■ PROBLEM TO WORK ON ■
Each entry, in full: reproduce it exactly.

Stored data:
****
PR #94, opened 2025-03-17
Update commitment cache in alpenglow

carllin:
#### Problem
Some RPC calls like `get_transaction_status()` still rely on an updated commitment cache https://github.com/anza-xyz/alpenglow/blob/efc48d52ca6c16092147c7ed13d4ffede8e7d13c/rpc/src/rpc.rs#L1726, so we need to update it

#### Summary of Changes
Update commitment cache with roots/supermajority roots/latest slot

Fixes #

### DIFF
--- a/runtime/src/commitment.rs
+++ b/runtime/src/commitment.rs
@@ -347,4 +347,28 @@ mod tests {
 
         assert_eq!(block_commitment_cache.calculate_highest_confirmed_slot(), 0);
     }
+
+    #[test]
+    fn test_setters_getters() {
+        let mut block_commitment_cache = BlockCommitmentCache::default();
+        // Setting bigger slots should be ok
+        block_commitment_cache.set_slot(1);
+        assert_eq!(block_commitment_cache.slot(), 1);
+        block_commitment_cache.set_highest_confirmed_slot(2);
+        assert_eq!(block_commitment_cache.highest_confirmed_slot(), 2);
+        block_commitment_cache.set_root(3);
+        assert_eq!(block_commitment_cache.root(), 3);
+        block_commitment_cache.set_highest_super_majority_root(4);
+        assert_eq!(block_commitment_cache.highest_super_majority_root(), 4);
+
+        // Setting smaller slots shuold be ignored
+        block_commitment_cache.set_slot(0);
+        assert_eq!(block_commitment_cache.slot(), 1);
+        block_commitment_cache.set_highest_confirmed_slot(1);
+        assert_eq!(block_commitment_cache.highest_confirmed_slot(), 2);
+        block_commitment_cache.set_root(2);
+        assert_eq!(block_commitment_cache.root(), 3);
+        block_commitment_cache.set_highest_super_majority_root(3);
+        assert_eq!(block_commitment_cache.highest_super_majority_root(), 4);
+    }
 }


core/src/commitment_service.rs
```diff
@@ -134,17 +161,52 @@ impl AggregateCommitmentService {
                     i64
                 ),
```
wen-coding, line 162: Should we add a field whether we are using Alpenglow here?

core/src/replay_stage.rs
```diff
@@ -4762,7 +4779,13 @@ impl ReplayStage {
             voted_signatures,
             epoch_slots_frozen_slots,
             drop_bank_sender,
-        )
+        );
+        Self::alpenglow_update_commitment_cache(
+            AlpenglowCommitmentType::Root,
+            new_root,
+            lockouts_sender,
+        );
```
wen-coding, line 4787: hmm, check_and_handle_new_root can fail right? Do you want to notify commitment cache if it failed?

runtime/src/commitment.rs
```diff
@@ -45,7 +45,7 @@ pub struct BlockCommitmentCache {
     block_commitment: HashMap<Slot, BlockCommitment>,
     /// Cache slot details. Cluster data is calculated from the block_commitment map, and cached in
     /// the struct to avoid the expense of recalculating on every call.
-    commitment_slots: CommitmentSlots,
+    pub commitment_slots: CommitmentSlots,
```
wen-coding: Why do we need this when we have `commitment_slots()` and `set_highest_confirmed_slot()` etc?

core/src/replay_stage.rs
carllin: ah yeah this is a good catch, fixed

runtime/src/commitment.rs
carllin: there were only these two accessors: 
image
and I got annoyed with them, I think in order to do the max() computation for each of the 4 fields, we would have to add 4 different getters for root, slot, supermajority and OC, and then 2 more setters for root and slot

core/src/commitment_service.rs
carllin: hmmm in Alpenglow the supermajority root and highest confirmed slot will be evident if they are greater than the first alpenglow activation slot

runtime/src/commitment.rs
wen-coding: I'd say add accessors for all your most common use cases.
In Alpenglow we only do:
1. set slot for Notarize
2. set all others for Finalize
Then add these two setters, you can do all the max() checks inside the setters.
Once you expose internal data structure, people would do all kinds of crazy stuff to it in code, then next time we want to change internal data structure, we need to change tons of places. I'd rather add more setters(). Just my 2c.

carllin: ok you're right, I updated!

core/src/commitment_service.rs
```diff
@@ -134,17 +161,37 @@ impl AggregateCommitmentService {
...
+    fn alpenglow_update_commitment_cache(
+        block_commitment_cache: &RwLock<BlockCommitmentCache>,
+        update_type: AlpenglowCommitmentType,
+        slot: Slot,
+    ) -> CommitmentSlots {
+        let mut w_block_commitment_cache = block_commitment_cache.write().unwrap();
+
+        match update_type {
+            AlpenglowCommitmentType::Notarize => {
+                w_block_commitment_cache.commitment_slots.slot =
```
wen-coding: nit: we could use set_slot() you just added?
****
■ SOLUTION FOR THIS EXERCISE ■
PR #94, opened 2025-03-17
Update commitment cache in alpenglow

carllin:
#### Problem
Some RPC calls like `get_transaction_status()` still rely on an updated commitment cache https://github.com/anza-xyz/alpenglow/blob/efc48d52ca6c16092147c7ed13d4ffede8e7d13c/rpc/src/rpc.rs#L1726, so we need to update it

#### Summary of Changes
Update commitment cache with roots/supermajority roots/latest slot

Fixes #

### DIFF
--- a/runtime/src/commitment.rs
+++ b/runtime/src/commitment.rs
@@ -347,4 +347,28 @@ mod tests {
 
         assert_eq!(block_commitment_cache.calculate_highest_confirmed_slot(), 0);
     }
+
+    #[test]
+    fn test_setters_getters() {
+        let mut block_commitment_cache = BlockCommitmentCache::default();
+        // Setting bigger slots should be ok
+        block_commitment_cache.set_slot(1);
+        assert_eq!(block_commitment_cache.slot(), 1);
+        block_commitment_cache.set_highest_confirmed_slot(2);
+        assert_eq!(block_commitment_cache.highest_confirmed_slot(), 2);
+        block_commitment_cache.set_root(3);
+        assert_eq!(block_commitment_cache.root(), 3);
+        block_commitment_cache.set_highest_super_majority_root(4);
+        assert_eq!(block_commitment_cache.highest_super_majority_root(), 4);
+
+        // Setting smaller slots shuold be ignored
+        block_commitment_cache.set_slot(0);
+        assert_eq!(block_commitment_cache.slot(), 1);
+        block_commitment_cache.set_highest_confirmed_slot(1);
+        assert_eq!(block_commitment_cache.highest_confirmed_slot(), 2);
+        block_commitment_cache.set_root(2);
+        assert_eq!(block_commitment_cache.root(), 3);
+        block_commitment_cache.set_highest_super_majority_root(3);
+        assert_eq!(block_commitment_cache.highest_super_majority_root(), 4);
+    }
 }


core/src/commitment_service.rs
```diff
@@ -134,17 +161,52 @@ impl AggregateCommitmentService {
                     i64
                 ),
```
wen-coding, line 162: Should we add a field whether we are using Alpenglow here?

core/src/replay_stage.rs
```diff
@@ -4762,7 +4779,13 @@ impl ReplayStage {
             voted_signatures,
             epoch_slots_frozen_slots,
             drop_bank_sender,
-        )
+        );
+        Self::alpenglow_update_commitment_cache(
+            AlpenglowCommitmentType::Root,
+            new_root,
+            lockouts_sender,
+        );
```
wen-coding, line 4787: hmm, check_and_handle_new_root can fail right? Do you want to notify commitment cache if it failed?

runtime/src/commitment.rs
```diff
@@ -45,7 +45,7 @@ pub struct BlockCommitmentCache {
     block_commitment: HashMap<Slot, BlockCommitment>,
     /// Cache slot details. Cluster data is calculated from the block_commitment map, and cached in
     /// the struct to avoid the expense of recalculating on every call.
-    commitment_slots: CommitmentSlots,
+    pub commitment_slots: CommitmentSlots,
```
wen-coding: Why do we need this when we have `commitment_slots()` and `set_highest_confirmed_slot()` etc?

core/src/replay_stage.rs
carllin: ah yeah this is a good catch, fixed

runtime/src/commitment.rs
carllin: there were only these two accessors: 
image
and I got annoyed with them, I think in order to do the max() computation for each of the 4 fields, we would have to add 4 different getters for root, slot, supermajority and OC, and then 2 more setters for root and slot

core/src/commitment_service.rs
carllin: hmmm in Alpenglow the supermajority root and highest confirmed slot will be evident if they are greater than the first alpenglow activation slot

runtime/src/commitment.rs
wen-coding: I'd say add accessors for all your most common use cases.
In Alpenglow we only do:
1. set slot for Notarize
2. set all others for Finalize
Then add these two setters, you can do all the max() checks inside the setters.
Once you expose internal data structure, people would do all kinds of crazy stuff to it in code, then next time we want to change internal data structure, we need to change tons of places. I'd rather add more setters(). Just my 2c.

carllin: ok you're right, I updated!

core/src/commitment_service.rs
```diff
@@ -134,17 +161,37 @@ impl AggregateCommitmentService {
...
+    fn alpenglow_update_commitment_cache(
+        block_commitment_cache: &RwLock<BlockCommitmentCache>,
+        update_type: AlpenglowCommitmentType,
+        slot: Slot,
+    ) -> CommitmentSlots {
+        let mut w_block_commitment_cache = block_commitment_cache.write().unwrap();
+
+        match update_type {
+            AlpenglowCommitmentType::Notarize => {
+                w_block_commitment_cache.commitment_slots.slot =
```
wen-coding: nit: we could use set_slot() you just added?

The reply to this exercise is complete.